EXTRACTED DATA: Begin

PR #3676, opened 2023-03-16
fix remote DirectoryOptions isWindows initialization failure (not clickable issue on #3508)

Heap-Hop:
- https://github.com/rustdesk/rustdesk/issues/3508#issuecomment-1470051893


rustdesk:
This solves `not clickable` issue.

Issue #3653, opened 2023-03-14
Nightly support for arm 32bit?


fragtion:
### Bug Description

The nightly apk failed to install on my Galaxy S5 running LineageOS v19, but F-Droid version worked fine. Is it possible to add support for these devices to the build script as well?

### How to Reproduce

Try to install the nightly apk on an arm 32 bit Android device

### Expected Behavior

It should work just as the official release does

### Operating system(s) on local side and remote side

Android 12

### RustDesk Version(s) on local side and remote side

nightly

### Screenshots

none unless requested

rustdesk:
Low priority, but if you can not wait, you can do it yourself, https://github.com/rustdesk/rustdesk/blob/master/.github/workflows/flutter-nightly.yml, no hard.

fragtion:
Yeah I tried to fork and build myself but something went wrong with dependencies and then I thought "Why going through this struggle if it's a simple fix to add the flag to the nightly build so others don't face the same problem" which is why I decided it would be worth it to log the issue. But I understand it's a low priority. Thank you for your consideration :)

rustdesk:
added

PR #3692, opened 2023-03-17
feat: add armeabiv7 android build 

Kingtous:
This PR aims to uniform all dependencies on Android to one repo with prebuilt libs included, which reduces the complexity of compiling our RustDesk on Android. And also adds arm 32bit build of rustdesk for android.

related: #3653


fragtion:
This is awesome. Looking forward to i686's return now as well ;D

Issue #2549, opened 2022-12-14
problem with different kayboard language layout  (keyboard translation)


Darkmagister:
**Describe the bug you encountered:**

i'm using rustdesk from linux mint with us keyboard, i'm connecting to a windows machine with IT keyboard layout set, i get some really strange behavior with the key that have different function in the two layout
for example if i press the key **=** on my us keyboard i got **ì** in map mode or  **0** in mode legacy
(i've tried the 1.2.0 nightly also)

**What did you expect to happen instead?**

i was expecting to write = if i press = not to be converted in the same key position or similar

**How did you install `RustDesk`?**

from github release

**RustDesk version and environment**

1.1.9 and 1.2.0 nightly (even with the two keyboard mode it doen't work as i was expecting)

rustdesk:
#1547

fufesou:
@Darkmagister Hi, would you please try again with the latest ngihtly build. It may have been fixed now.
Choose **Map Mode**, the legacy mode has not been fixed.

Darkmagister:
i just tried again ... and same behavior as before,
in map mode i press on my english keyboard (linux)  -_ key and on my other pc with italian map (windows is mapped like that) i get '? that is the same key in the 2 different layout same physical key but i get the layout of the machine that i'm connected to instead of the one on my local machine

it's difficult to remember the layout of different language i think the best way is i to get the character from the local machine to be sent to the remote one ...

fufesou:
@Darkmagister Thanks for your test and replay.
But I don't think so send character to the remote is a good way.
When connected to a remote computer, input should behave like a local keyboard connected to the remote computer. The layout of the local keyboard and the system input of the remote computer should be used.

fufesou:
@Darkmagister Yes, you're right on some cases.
1. Send characters. The "Legacy mode" (But not work well for now).
2. Send code according to keyboard physical position. The "Map mode".

rustdesk:
translation mode is ready

glundby:
Remote keyboard 'norwegian' on target ubuntu shows like from US ASCI key positions. When target is a Windows machine the keys shows like 'norwegian' as they should. Using VNC Viewer the ubuntu machines shows 'norwegian' as they should! øæå....

PR #3719, opened 2023-03-20
translate mode: support x11 in server

chiehw:
#2549


libs/enigo/src/linux/nix_impl.rs
```diff
@@ -42,6 +42,37 @@ impl Enigo {
...
+                        Some(key) => key,
+                        None => {
+                            return Err("Failed to convert key to TFC_Key".into());
+                        }
+                    };
+                    tfc.key_click(tfc_key)
+                }
+            };
+            if res.is_err() {
+                Err("Failed to click char by tfc".to_string().into())
```
fufesou: `Err("Failed to click char by tfc".into())`

chiehw: `Err(format!("Failed to click {:?} by tfc", key).into())`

EXTRACTED DATA: End

> _TASK OBJECTIVE_
Above are the records; from them, give again exactly the lines from the one containing "Choose **Map Mode**, the" through the one containing "Remote keyboard 'norwegian'", both included.

> _RESPONSE TO THE TASK_
Choose **Map Mode**, the legacy mode has not been fixed.

Darkmagister:
i just tried again ... and same behavior as before,
in map mode i press on my english keyboard (linux)  -_ key and on my other pc with italian map (windows is mapped like that) i get '? that is the same key in the 2 different layout same physical key but i get the layout of the machine that i'm connected to instead of the one on my local machine

it's difficult to remember the layout of different language i think the best way is i to get the character from the local machine to be sent to the remote one ...

fufesou:
@Darkmagister Thanks for your test and replay.
But I don't think so send character to the remote is a good way.
When connected to a remote computer, input should behave like a local keyboard connected to the remote computer. The layout of the local keyboard and the system input of the remote computer should be used.

fufesou:
@Darkmagister Yes, you're right on some cases.
1. Send characters. The "Legacy mode" (But not work well for now).
2. Send code according to keyboard physical position. The "Map mode".

rustdesk:
translation mode is ready

glundby:
Remote keyboard 'norwegian' on target ubuntu shows like from US ASCI key positions. When target is a Windows machine the keys shows like 'norwegian' as they should. Using VNC Viewer the ubuntu machines shows 'norwegian' as they should! øæå....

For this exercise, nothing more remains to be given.